**WHAT YOU ARE ASKED TO DO**
Among the entries below, count the lines containing the string "different". Only the count is needed.

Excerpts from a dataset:

PR #244, opened 2018-02-06
Manually add nextcloud 13

### LINKED ISSUE #243: Provide image for Nextcloud 13
Now that 13 is final (see https://github.com/nextcloud/server/pull/8187), there should be an official image as well.

tilosp:
Closes #243

### DIFF
--- a/.travis.yml
+++ b/.travis.yml
@@ -54,3 +54,7 @@ jobs:
     - env: VERSION=12.0 VARIANT=fpm ARCH=i386
     - env: VERSION=12.0 VARIANT=apache ARCH=amd64
     - env: VERSION=12.0 VARIANT=apache ARCH=i386
+    - env: VERSION=13.0 VARIANT=fpm ARCH=amd64
+    - env: VERSION=13.0 VARIANT=fpm ARCH=i386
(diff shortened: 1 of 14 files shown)


tilosp:
@tianon @yosifkit
The Jenkins build failed (https://doi-janky.infosiftr.net/job/update.sh/job/nextcloud/1320/) because `generate-stackbrew-library.sh` does not work for Dockerfiles that are not committed. Should we fix this in `generate-stackbrew-library.sh` or in the Jenkins pipeline?

tianon:
Huh, interesting edge case -- we don't have any other repos which will auto-create directories during `update.sh`, which is why we've never run into this before. :smile:

I think the easiest fix would be to update `generate-stackbrew-library.sh` here to include non-committed things, which is usually the opposite of what we do. :laughing:

For reference, here's the pipeline code that scrapes those directory values: https://github.com/docker-library/oi-janky-groovy/blob/c7248109a5d64e6c4a893877d55721427837c54b/update.sh/target-pipeline.groovy#L105-L133

(Which are then passed through to `git add` so that we can use `generate-stackbrew-library.sh` to create a new `library/nextcloud` file and do a build test before pushing those commits.)

Issue #253, opened 2018-02-08
[RFC] Remove cron from container


J0WI:
The current behavior of Cron inside the NextCloud image does not make much sense to me.
In the current example the whole NextCloud container is started in a second instance, that runs Cron. ~But I can also use a very lightweight php-cli container and run the PHP command with an additional `sleep`.~
Since most containers are running on a host system or Kubernetes it's even simpler to create a cronjob or Systemd timer on the host that runs `docker exec -u www-data my-nextcloud php cron.php`.

Would you accept a PR to remove Cron from the image and update docs and examples?

Greek64:
I would be against that.
The whole reason of using Docker or LXC (or at least, one big reason) is to be host independent.
Meaning that anyone can just execute a "docker-compose up -d" and it just works, without further configurations.
And you are now trying to make it again host dependent. That kind of defeats the purpose (IMO)

J0WI:
By default NextCloud uses AJAX Cron anyway. So `docker-compose up -d` will still work for you as before.

A lot of certified images are actually working like this. Some examples:
https://github.com/docker-library/official-images/pull/1203#issuecomment-189392751
https://github.com/docker-library/wordpress/issues/157#issuecomment-356448137
https://github.com/docker-library/postgres/issues/353#issuecomment-335215407

Greek64:
> By default NextCloud uses AJAX Cron anyway

That I do know. 
I was referring to the 

> create a cronjob or Systemd timer on the host 

part, which I strongly disagree, for the aforementioned reasons.

tilosp:
@J0WI 
why would you use a lightweight php-cli container. 
The lightweight container needs at least all the nextcloud dependencies. If you for example use the php:7.1-cli image and install the dependencies you add about 150MB, which i would not call lightweight.

If you add cron to the image it adds about 2MB. Which should not be a big problem for the people which do not use it.

J0WI:
@tilosp you're right, that fails. But how do you think about the `docker exec` solution?

tilosp:
> But how do you think about the docker exec solution?

I see it as an option.
But there are situations were you do not have access to system cron or do not want to use it.
So the extra 2MB won't hurt anyone. And by the way on alpine it only adds 62 Bytes, because busybox is    installed on the alpine base image.

meonkeys:
[...]

PR #259, opened 2018-02-11
Add Alpine variant

J0WI:
This adds a php-fpm-alpine variant with the same dependencies installed as the Debian variants, but without Cron (#253). The `entrypoint.sh` is not fully POSIX compatible, so there are some extra dependencies for it.


J0WI:
Only 64-bit works so far. @tianon do you know how I can build APCu on 32-bit?

Dockerfile-alpine.template
```diff
@@ -0,0 +1,111 @@
+FROM php:7.1-%%VARIANT%%
+
+# entrypoint.sh dependencies
+RUN apk add --no-cache \
+    bash \
+    coreutils \
+    rsync
+
```
tilosp: I think you should merge the top 3 RUN commands into a single one to keep it a similar as possible to the debian one.

tilosp:
we should also update `generate-stackbrew-library.sh` similar to docker-library/wordpress#223 because debian supports different architectures than alpine.

tianon:
```
/usr/local/include/php/ext/pcre/php_pcre.h:29:18: fatal error: pcre.h: No such file or directory
```

Adding `pcre-dev` to `.build-deps` appears to get past that error on `i386`.

tianon:
(https://ram.tianon.xyz/post/2017/12/26/dockerize-compiled-software.html is a writeup about how I usually solve this type of issue generally when Dockerizing software)

J0WI:
_trigger Travis again_

J0WI:
Travis is not building for some reason.

@tianon thanks for the hint. But I'm still confused why this is working on `amd64` without `pcre-dev`.

> we should also update generate-stackbrew-library.sh similar to docker-library/wordpress#223 because debian supports different architectures than alpine.

I think this is not related to this PR. I'd like to only add Alpine images here.

Dockerfile-alpine.template
J0WI: This way is better for build caching. See also other images in the docker-library.
I can adjust the Debian images if required.

J0WI:
Travis is done now. Only fetching from keyserver failed once, which is acceptable.

tilosp:
> I think this is not related to this PR. I'd like to add only Alpine images here.

It is related to this pr. If we merge this now the Jenkins server will try to build the alpine variant on arm32v5 and arm32v7 which will fail because there is no base image.

J0WI:
Okay, I can do this. But the bashbrew dependency makes it a bit tricky. I didn't found a proper way to add bashbrew to Travis, but I don't want to hardcode the architectures again.

tianon:
FWIW, up-to-date pre-built binaries of `bashbrew` can be found at https://doi-janky.infosiftr.net/job/bashbrew/lastSuccessfulBuild/artifact/bin/

J0WI:
@tilosp can you help me out with the bashbrew dependency on Travis?

J0WI:
@tilosp thanks for fixing it. I would like to request a review again.

tilosp:
@J0WI i added the `cron.sh`. This adds only 62 Bytes.

tilosp:
@tianon please review

tilosp:
Thanks a lot for your work!

PR #280, opened 2018-03-12
Add images for the Release Candidates

tilosp:


generate-stackbrew-library.sh
```diff
@@ -72,12 +78,23 @@ for version in "${versions[@]}"; do
 	done) )
 	for variant in "${variants[@]}"; do
 		commit="$(dockerfileCommit "$version/$variant")"
-		fullversion="$(git show "$commit":"$version/$variant/Dockerfile" | awk '$1 == "ENV" && $2 == "NEXTCLOUD_VERSION" { print $3; exit }')"
+		fullversion_with_postfix="$( awk '$1 == "ENV" && $2 == "NEXTCLOUD_VERSION" { print $3; exit }' "$version/$variant/Dockerfile" )"
```
pierreozoux: What is this variable? (I find the usage of postfix confusing)

tilosp: The postifx is the RC version extension
(fullversion_with_postfix contains `13.0.1RC1` and fullversion contains `13.0.1`)
@pierreozoux should i call it `fullversion_with_extension`?

pierreozoux: yes, sounds like a better name.

PR #283, opened 2018-03-15
Manually run update.sh

tilosp:


tilosp:
@tianon another edge case:
Jenkins does not handle auto-deleted folders

A simple solution would be to run `git add -A` and `git commit -m 'Run update.sh'` at the end of the `Commit` stage.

**RESULT OF THE TASK**
2